**Your goal**
Every entry is to be written out word for word.

**Stored data**

:::::

PR #427, opened 2018-04-17
Update egs_view layout

rtownson:
**New egs_view layout, settings file, dose viewing and more..**

- Added the ability to save & load a configuration file for `egs_view`. This includes saving the current look orientation, window size, track options, clipping planes, etc. You can load the config file from the GUI, or pass it as an argument (with or without ptracks file argument). E.g.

:::::

**Answer below**
PR #427, opened 2018-04-17
Update egs_view layout

rtownson:
**New egs_view layout, settings file, dose viewing and more..**

- Added the ability to save & load a configuration file for `egs_view`. This includes saving the current look orientation, window size, track options, clipping planes, etc. You can load the config file from the GUI, or pass it as an argument (with or without ptracks file argument). E.g.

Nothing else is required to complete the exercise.